Transcultural Dance

After attending the Celebrating Tagore event on Thursday December 6, I was amazed by the level of professionalism that the dancers had. The dancers were extremely convincing in their visual portray of Tagore’s poetry and I was able to understand the meaning of the poem without understanding the language it was written in. I have had similar experiences like this during the semester, such as the Japanese benshi performance earlier in the year. So it was not a new experience to witness language demonstrated through art. However, what was very different about this performance was the fact that not only was the culture being translated, but the music was as well. While watching the dance, I noticed that the music sounded strange for the theme of the performance. It did not sound ethnically Indian, but rather had heavy Jazz influence to it. As someone who has been involved in music for the majority of my life I found this translation to be extremely interesting and entertaining. Normally a dance is matched to the form of music that it was developed for, but when a different type of music is applied to the same dance it creates a noticeable gap between cultures. It is clear that there are differences between cultures, but it may not be clear what the difference always is.

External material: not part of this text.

Issue #2343, opened 2026-07-12
Concurrent text-serving throughput does not scale above serial despite PagedAttention engaged (v0.9.0, H100, Llama-3.2-1B bf16)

I feel that this difference in musical culture from visual culture enhanced the experience and made me more aware of my differences from other cultures. In a way, it made me feel foreign to the situation, not the other way around. I realized that my culture did not belong. It is extremely difficult to find situations in your native country in which you are the one that does not belong. While there was some universality to the performance, mostly from the expressions and moves of the dancers, there was an odd mixture of foreign and native influence. This mixture was by no means a negative aspect of the night, in fact, it made it all the more enjoyable. It is not very often that I am able to experience a foreign culture interspersed with elements of my own.